The purpose of this study was to compare the assessment of gluconeogenesis (GNG) in the overnight- and prolonged-fasted states and during chronic hypercortisolemia using the arteriovenous difference and [14C]phosphoenolpyruvate-liver biopsy techniques as well as a combination of the two. Two weeks before a study, catheters and flow probes were implanted in the hepatic and portal veins and femoral artery of dogs. Animals were studied after an 18-h fast (n = 8), a 42- or 66-h fast (n = 7), and an 18-h fast plus a continuous infusion of cortisol (3.0 mug x kg1 x min1) for 72 h (n = 7). Each experiment consisted of an 80-min tracer ([3-3H]glucose and [U-14C]alanine) and dye equilibration period (80 to 0 min) and a 45-min sampling period. In the cortisol-treated group, plasma cortisol increased fivefold.
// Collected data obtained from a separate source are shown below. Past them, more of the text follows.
PR #1015, opened 2017-09-09
Fix/tao 5078/keep timer notallowed

tikhanovichA:
Added keeping timer when answer is not allowed.

### DIFF
--- a/config/default/testRunner.conf.php
+++ b/config/default/testRunner.conf.php
@@ -503,10 +503,5 @@ return array(
      * @type integer
      */
     'item-cache-size' => 3,
-
-    /**
-     * Keep timer for not allowed answer
-     */
-    'keep-timer-notallowed' => false
-
+    
 );
--- a/config/default/testRunner.conf.php
+++ b/config/default/testRunner.conf.php
@@ -502,6 +502,11 @@ return array(
      * This is required for caching scenarios
      * @type integer
      */
-    'item-cache-size' => 3
+    'item-cache-size' => 3,
+
+    /**
+     * Keep timer for not allowed answer
+     */
+    'keep-timer-notallowed' => false
 
 );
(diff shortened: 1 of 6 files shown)


config/default/testRunner.conf.php
```diff
@@ -502,6 +502,11 @@
      * This is required for caching scenarios
      * @type integer
      */
-    'item-cache-size' => 3
+    'item-cache-size' => 3,
+
+    /**
+     * Keep timer for not allowed answer
+     */
+    'keep-timer-notallowed' => false
```
krampstudio: I don't think you need a flag for that. The behavior should be the same for the whole platform. 
Since the item is displayed in the behind, the timer should continue to countdown

views/js/runner/plugins/controls/timer/timer.js
```diff
@@ -506,21 +506,21 @@ define([
...
-                                    removeTimer(timerTypes.item);
-                                })
-                                .catch(function cancelMove() {
-                                    // Use `defer` to be sure the timer resume will occur after the move event is
-                                    // finished to be handled. Otherwise, the duration plugin will be frozen and
-                                    // the additional time will not be taken into account!
-                                    _.defer(function() {
-                                        testRunner.trigger('enableitem enablenav');
-                                    });
+                            return movePromise;
```
krampstudio: This will broke the actual plugin behvior, please try with only ; 
```
.before('move', function(){
 //no change but
   movePromise.catch(unction cancelMove() {
      ///...
   })
   return movePromise;
})
.on('move', function(){
 doDisable();
removeTimer(timerTypes.item);
})
```

remove

tikhanovichA:
fixed

krampstudio:
Looks better but this need more testing (multiple timers, leaving timed section, etc.)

In the overnight-fasted group, total GNG flux rate (GNGflux), conversion of glucose 6-phosphate to glucose (GNGG-6-PGlc), glucose cycling, and maximal GNG flux rate (GNGmax) were 0.95 +/- 0.14, 0.65 +-/ 0.06, 0.62 +/- 0.06, and 0.70 +/- 0.09 mg x kg1 x min1, respectively. In the prolonged-fasted group, they were 1.50 +/- 0.18, 1.18 +/- 0.13, 0.40 +/- 0.07, and 1.28 +/- 0.10 mg x kg1 x min1, whereas in the cortisol-treated group they were 1.64 +/- 0.33, 0.99 +/- 0.29, 1.32 +/- 0.24, and 0.91 +/- 0.13 mg x kg1 x min1. These results demonstrate that GNGG-6-PGlc and GNGmax were almost identical. However, these rates were 15-38% lower than GNGflux generated by a combination of the two methods. This difference was most apparent in the steroid-treated group, where the combination of the two methods (GNGflux) detected a significant increase in gluconeogenic flux.